Quel che resta della vita

Nella finzione distopica del romanzo si assiste all’esplosione dei combattimenti, con un’insurrezione armata che cresce in tutto il paese, dove i soldati dell’esercito regolare disertano e se intercettati vengono fucilati seduta stante dalla corte marziale, mentre dal lato opposto i ribelli sembrano poter essere cooptati da quelle stesse forze che dovrebbero combattere, un’implicita denuncia questa del pericolo di ogni rivendicazione e rivolta se non correttamente indirizzata che può trasformarsi in un’altra forma autoritaria e nazionalista.
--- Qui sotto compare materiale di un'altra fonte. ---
PR #99, opened 2017-02-02
Configure cache for npm task (fixes #95)

### LINKED ISSUE #95: Add cache for npm gradle task

baev:


allure-web/build.gradle
```diff
@@ -5,12 +5,25 @@ apply from: "${gradleScriptDir}/bintray.gradle"
...
     download = true
 }
 
-processResources.dependsOn npm_run_build
+task buildWeb(type: NpmTask) {
+    inputs.files(fileTree('node_modules'))
+    inputs.files(fileTree('src'))
+    inputs.file('package.json')
+    inputs.file('jasmine.json')
+    inputs.file('webpack.config.js')
```
just-boris: What does this file list do?
Should we also add `.eslintrc` and `.babelrc` files there? Build will not work without them.

baev: gradle will skip the task in case there are no changes in these files

PR #126, opened 2017-02-09
Support attaching tsv files (fixes #123)

sseliverstov:
+ add proper icon for video
+ add icon for uri list
+ image file icon for sag
+ test data


allure-web/src/util/attachmentType.js
```diff
@@ -16,22 +21,62 @@ export default function typeByMime(type) {
...
+                                .map(line => line.trim())
+                                .filter(line => line.length > 0)
+                                .map(line => ({
+                                    comment: line.startsWith('#'),
+                                    text: line
+                                }))
+            };
         default:
+            return {
+                type: '*',
```
just-boris: how about returning `type: null` when it is unknown?

Makes more sense, so you can write something like `if(!type) {...}` later to handle case when type is not defined.

sseliverstov: fixed, 10x!

PR #167, opened 2017-02-15
Hide copy to clipboard icon if fullName empty (fixes #158)

### LINKED ISSUE #158: Hide copy to clipboard icon in case of empty full name
screen shot 2017-02-14 at 19 14 59

sseliverstov:


allure-web/src/components/testcase/TestcaseView.hbs
```diff
@@ -1,7 +1,9 @@
 <a class="pane__overlay" href="#testcase/{{uid}}"></a>
-<div class="pane__subtitle long-line line-ellipsis">
-    <span class="fa fa-files-o fullname__copy" data-tooltip="Copy to clipboard"></span>
-    <span class="fullname__body">{{fullName}}</span>
+{{#if (is-def fullName)}}
```
baev: You don't need `is-def` helper here. It is only needed to split `undefined` with `0` (for numbers, not strings):

```js
export default function isDef(variable) {
    return (variable || typeof variable === 'number');
}
```

just-boris:
@baev 
https://pixabay.com/en/animals-nature-life-hand-yellow-71895/

baev:
ok, thanks

allure-web/src/components/testcase/TestcaseView.hbs
sseliverstov: done

PR #195, opened 2017-03-01
default statuses & fix for settings (fixes #181)

### LINKED ISSUE #181: Results with statuses 'skipped' and 'unknown' are not shown on xunit tab by default
image

all statuses should be selected by default

ehborisov:


just-boris:
Actually, the problem was that I have applied plugins in a custom order.
I have added a change that makes it right.

But also it makes sense not to deal with badly documented stuff in favor of explicit coding.

allure-web/src/data/settings/SettingsModel.js
```diff
@@ -1,24 +1,24 @@
...
+            sidebarCollapsed: false,
+            visibleStatuses: {
+                failed: true,
+                broken: true,
+                skipped: true,
+                unknown: true,
+                passed: true
+            },
+            showGroupInfo: true
+        }
```
just-boris: missing semicolon

allure-web/src/data/settings/SettingsModel.js
```diff
@@ -1,24 +1,24 @@
-import {Model} from 'backbone';
-import {protoprop} from '../../decorators';
+import {Model} from "backbone";
```
just-boris: Strings must use singlequote

PR #198, opened 2017-03-03
fix web tests configuration

just-boris:
* `test` folder should be part of the input
* simplify npm test command


just-boris:
Now it runs fine

image

FYI @ehborisov

baev:
@just-boris thanks!

PR #199, opened 2017-03-04
Use Jest as a frontend testing tool (closes #189)

### LINKED ISSUE #189: Replace Jasmine with Jest
Jest includes some nice defaults, that now we are configuring manually: https://github.com/allure-framework/allure2/blob/master/allure-web/test/bootstrap.js

Test codebase will not be changed, because Jest and Jasmine has the same API

just-boris:


just-boris:
Finally, the coverage report works. Numbers are not good, though:

image

just-boris:
FYI @cpojer, there is an example of Jest setup for Backbone+Handlebars stack.

baev:
@just-boris thanks!

cpojer:
@just-boris that's awesome. Can I encourage you to write a blog post about all of this? :)

just-boris:
Maybe. Here I have implemented a Handlebars transformer. It can be extracted as a separate package and then presented via blog post.

PR #200, opened 2017-03-06
separate settings for tabs (fixes #191)

### LINKED ISSUE #191: Separate filters and configuration for each tab

ehborisov:


allure-web/src/components/testcase-table/TestcaseTableView.js
```diff
@@ -13,17 +13,21 @@ class TestcaseTableView extends DataGridView {
     settingsKey = 'testCaseSorting';
 
     initialize() {
-        this.listenTo(settings, 'change:visibleStatuses', this.render);
+        this.statusesKey = 'testcaseTableStatuses';
```
just-boris: this may be just a constant on top of the file

allure-web/src/components/testcase-table/TestcaseTableView.js
```diff
@@ -13,17 +13,21 @@ class TestcaseTableView extends DataGridView {
...
 
     onRender() {
         // this.highlightItem(this.options.currentCase);
-        this.showChildView('statuses', new StatusToggleView());
+        this.showChildView('statuses', new StatusToggleView({statusesKey: this.statusesKey}));
     }
 
     serializeData() {
-        const statuses = settings.get('visibleStatuses');
+        const statuses = settings.get(this.statusesKey);
```
just-boris: Better to put a condition here
```
const statuses = settings.get(SETTINGS_KEY) || settings.get('visibleStatuses');
```
then do a force-update in the `initialize`

allure-web/src/components/tree/TreeView.js
```diff
@@ -61,7 +65,7 @@ class TreeView extends View {
     }
 
     serializeData() {
-        const statuses = settings.get('visibleStatuses');
+        const statuses = settings.get(this.statusesKey);
```
just-boris: Same as in `TestcaseTableView.js`

allure-web/src/helpers/statistic-bar.js
```diff
@@ -2,8 +2,9 @@ import {SafeString} from 'handlebars/runtime';
 import settings from '../util/settings';
 import {values} from '../util/statuses';
 
-export default function statisticBar(statistic) {
-    const statuses = settings.get('visibleStatuses');
+export default function (statistic, tabName){
+    const statusesKey = tabName + 'visibleStatuses';
```
just-boris: What is there?
In all other files you use `tabName`  without suffix

ehborisov: no, I don't.
see TreeView.js:17

allure-web/src/components/testcase-table/TestcaseTableView.js
ehborisov: I don't get it, sorry. Isn't `initialize` being called first, so the `settings.save(this.statusesKey, ...)` should be exactly there?

just-boris: No, I mean that you should not save anything here.
You can just read settings from the old and new place.

allure-web/src/components/tree/TreeView.js
```diff
@@ -14,9 +14,13 @@ class TreeView extends View {
         this.state = state;
         this.baseUrl = baseUrl;
         this.tabName = tabName;
-        this.statusesSelect = new StatusToggleView();
+        this.statusesKey = tabName + 'visibleStatuses';
```
just-boris: Maybe it would be better to make this key with dot, like `tabName + '.visibleStatuses'`.
Not a big change, but better to read in debug

allure-web/src/components/status-toggle/StatusToggleView.js
```diff
@@ -40,7 +40,7 @@ class StatusToggleView extends PopoverView {
     }
 
     serializeData() {
-        const statuses = settings.get(this.statusesKey);
+        const statuses = settings.get(this.statusesKey) || settings.get('visibleStatuses');
```
just-boris: Well, we have repeated that code so many times.
Maybe it would be better to create a new method `getVisibleStatuses(statusesKey)` in the `SettingsModel`?

ehborisov: done

baev:
@ehborisov thanks!

PR #201, opened 2017-03-07
setup yarn (fixes #97)

### LINKED ISSUE #97: Migrate to yarn

just-boris:
Build time before: ~5min
Build time after: ~5min

### DIFF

In questo quadro tanto spaventoso e devastante emerge ancora la quotidianità della famiglia Stack, o di quello che ne rimane, con Eilish costretta a dover affrontare la verità più terribile e il dolore più grande che possa essere riservato a una madre, una realtà che non sembra offrire nessuna via di fuga, nemmeno quella offerta dalla sorella che vive in Canada e che invita lei e quello che è rimasto della sua famiglia a fuggire da lei, con l’impossibilità di farlo, con i sogni a occhi aperti di Eilish e i suoi dialoghi immaginari con il marito scomparso e un passato che sembra irrimediabilmente perduto, rappresentato idealmente dal ricordo della programmata vacanza proprio in Canada poco prima dell’esplodere degli eventi.

La redenzione?

Sembra esserci poco spazio alla salvezza in uno scenario tanto disperato e inquietante, se non quei propositi di fuga della famiglia Stack, come per gran parte degli irlandesi ai quali non resta altro che scappare come profughi dalla propria terra, verso un mare che è confine geografico e quasi metafisico, simbolo arcano di una speranza che non può e deve mai morire, perché anche nella peggiore discesa agli inferi, e il romanzo di Paul Lynch con il suo avvertimento politico lo è, non si deve dimenticare che «dal terrore nasce la pietà e dalla pietà nasce l’amore e che con l’amore il mondo può essere redento e vede anche che il mondo non finisce, che è vano pensare che il mondo finirà all’improvviso nel corso della propria vita, che quello che finisce è la vita e solo quella, che il canto dei profeti non è altro che lo stesso canto cantato nel corso del tempo».